Runaway Wives and Rogue Feminists by Margo Goodhand

Runaway Wives and Rogue Feminists by Margo Goodhand

Author:Margo Goodhand
Language: eng
Format: epub
Publisher: Fernwood Publishing
Published: 2017-05-06T04:00:00+00:00


CHAPTER 10

VANCOUVER – A HOME BASE AT LAST

B.C.’S NEW HUMAN RESOURCES minister Norm Levi was besieged by women in his first year in office. By all accounts, he didn’t mind much. He was a charming man, English-born, witty and sympathetic to the feminist movement. A trained social worker who had once worked for the John Howard Society in Vancouver, the NDP MLA found himself under pressure from all sides in 1973 — the Y, the Vancouver Status of Women (VSW), community activists, feminists from all corners — to fund a transition house in Vancouver.

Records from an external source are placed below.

PR #400, opened 2015-04-16
modal and navbar fix

xithan:


card/mod/05_standard/set/all/rich_html/modal.rb
```diff
@@ -43,7 +45,7 @@ def default_modal_content_args args
   end
 
   view :modal_title do |args|
-    _render_title args.merge(:title_class=>'modal-title')
+    "<h4>#{_render_title args.merge(:title_class=>'modal-title')}</h4>"
```
wagn: do we want to consider giving it a "header"?

xithan: What do you mean by "header"? A <header> tag? There is a "modal_header" view with a "modal-header" css class that calls "modal_title"

ethn: oh, then why do we need a modal_title view?  can't it just render the normal title with the args?

I was actually asking because conceptually it seemed like the card-header context would give you whatever you needed instead of using the h4, but maybe the h4 brings in more bootstrappiness?

PR #558, opened 2016-01-05
fix submit buttons

xithan:
make disable_with a data attribute

### DIFF
--- a/card/mod/01_core/set/all/type.rb
+++ b/card/mod/01_core/set/all/type.rb
@@ -18,6 +18,10 @@ def type_name
   type_card.try :name
 end
 
+def type_name_or_default
+  type_card.try(:name) || Card.quick_fetch(Card.default_type_id).name
+end
+
 def type_cardname
   type_card.try :cardname
 end
--- a/card/mod/05_standard/set/abstract/attachment.rb
+++ b/card/mod/05_standard/set/abstract/attachment.rb
@@ -117,7 +117,7 @@ def original_filename
 end
 
 def unfilled?
-  !attachment.present? && !save_preliminary_upload? && super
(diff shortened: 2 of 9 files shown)


card/mod/05_standard/set/abstract/attachment.rb
```diff
@@ -117,7 +117,7 @@ def original_filename
 end
 
 def unfilled?
-  !attachment.present? && !save_preliminary_upload? && super
+  !attachment.present? && !save_preliminary_upload? && !subcards.present?
```
xithan: change 1 of 2: consider attachment cards with content but without attachment as empty

card/mod/05_standard/set/all/rich_html/form.rb
```diff
@@ -212,31 +233,52 @@ def process_relative_tags args
...
     form.radio_button method, tag_value, options
   end
 
+  def submit_button args={}
+    args.reverse_merge!(
+      situation: 'primary',
+      data: {}
+    )
+    text = args.delete(:text) || 'Submit'
+    args[:data][:disable_with] ||= args.delete(:disable_with) || 'Submitting'
```
xithan: change 2 of 2: make :disable_with a data argument

card/mod/01_core/set/all/type.rb
```diff
@@ -18,6 +18,10 @@ def type_name
   type_card.try :name
 end
 
+def type_name_or_default
+  type_card.try(:name) || Card.quick_fetch(Card.default_type_id).name
```
ethn: fwiw, could do `type_name ||`

card/mod/05_standard/set/abstract/attachment.rb
ethn: makes sense.

PR #559, opened 2016-01-05
first go at reference improvements

ethn:
mostly just code cleanup, but I think it may improve performance, too.

### DIFF
--- a/card/lib/card/content.rb
+++ b/card/lib/card/content.rb
@@ -59,7 +59,7 @@ class Card
       each_chunk.select { |chunk| chunk.is_a?(chunk_type) }
     end
 
-    def process_content_object &block
+    def process_each_chunk &block
       each_chunk { |chunk| chunk.process_chunk &block }
       self
     end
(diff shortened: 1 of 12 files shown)


card/mod/01_core/set/all/references.rb
```diff
@@ -1,115 +1,103 @@
...
+  Card.connection.execute(
+    "update cards set references_expired=NULL where id=#{id}"
+  )
   expire if refresh
 
-  rendered_content ||= Card::Content.new(raw_content, card=self)
+  rendered_content ||= Card::Content.new raw_content, self
   rendered_content.find_chunks(Card::Chunk::Reference).each do |chunk|
-    if referee_name = chunk.referee_name # name is referenced (not true of commented inclusions)
-      referee_id = chunk.referee_id
```
ethn: Chunk#referee_id was doing a full card fetch; all we need is the id.  I think this may have been slowing things down a bunch?

card/lib/card/content.rb
```diff
@@ -59,7 +59,7 @@ def find_chunks chunk_type
       each_chunk.select { |chunk| chunk.is_a?(chunk_type) }
```
xithan: while you are working on this can you remove the non-existent `msg` variable in line 53?

ethn: yes!

PR #563, opened 2016-01-08
reset @current_view after render

xithan:


card/lib/card/format.rb
```diff
@@ -292,6 +293,13 @@ def rescue_view e, view
       end
     end
 
+    def current_view view
```
ethn: ?  I see `view` below.  Was this fixed in a later commit?

card/lib/generators/card/migration/templates/card_migration.erb
```diff
@@ -3,8 +3,7 @@
 class <%= migration_class_name %> < <%= @migration_parent_class %>
   def up
 <% if @migration_action == 'import' -%>
-    import_json "<%= @json_filename %>"
+    import_json '<%= @json_filename %>'
```
ethn: :)

ethn:
looks good!

card/lib/card/format.rb
ethn: (nevermind, I saw the commit history)

PR #565, opened 2016-01-15
refactor cache

xithan:
* fix subcard/card_accessor issue
* don’t preselect current_set in rules editor

### DIFF
--- a/card/lib/card/cache.rb
+++ b/card/lib/card/cache.rb
@@ -120,7 +120,7 @@ class Card
 
     def read key
       @soft.read(key) ||
-        (@hard && (ret = @hard.read(key))  && @soft.write(key, ret))
+        (@hard && (ret = @hard.read(key)) && @soft.write(key, ret))
     end
 
     def write key, value
@@ -148,7 +148,7 @@ class Card
       @soft.dump
     end
 
-    def reset hard=false
+    def reset
       @hard.reset if @hard
       @soft.reset
     end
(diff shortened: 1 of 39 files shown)


card/lib/card/cache.rb
```diff
@@ -36,41 +36,44 @@ def renew
...
-      def reset_local
-        cache_by_class.each do |cc, cache|
-          if Card::Cache === cache
-            cache.reset_local
+      def reset_hard
+        cache_by_class.each do |_klass, cache|
+          if cache.is_a? Card::Cache
+            cache.hard.reset
+          else
+            warn "reset class #{cc}, #{cache.class} #{caller[0..8] * "\n"} ???"
```
ethn: do you ever see these warnings?  we might be able to get rid of this test.  (ancient debugging?)

xithan: never seen it. I remove it

card/lib/card/cache.rb
```diff
@@ -96,127 +99,70 @@ def obj_to_key obj
...
-      @local[key]
-    end
-
-    def write_variable key, variable, value
-      key = @prefix + key
-      if @store && (object = @store.read key)
-        object.instance_variable_set "@#{ variable }", value
-        @store.write key, object
-      end
-      value
```
ethn: I keep thinking we need something like `write_variable`, but I'm guessing we're not using it yet?

ethn: oh! nevermind; it's in the other class.

PR #566, opened 2016-01-16
factoring out reference expirations

ethn:


ethn:
this is not really ready -- need faster mechanism for updating references when structure changes.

He had already been softened up to the cause by the eloquent women of Ishtar, who ambushed him after a speech in Surrey earlier that year to lobby for stable provincial support for their new shelter in the Langley area. Another politician might have become testy or defensive. Levi thought it was funny. But even with Rosemary Brown as his colleague in a left-leaning B.C. legislature, Levi still often expressed the fears of many of that time, from the church to politicians to mainstream media — that by providing a place where women could leave their marriages, feminists would ultimately and inevitably destroy families. No politician could afford to be seen as “anti-family.”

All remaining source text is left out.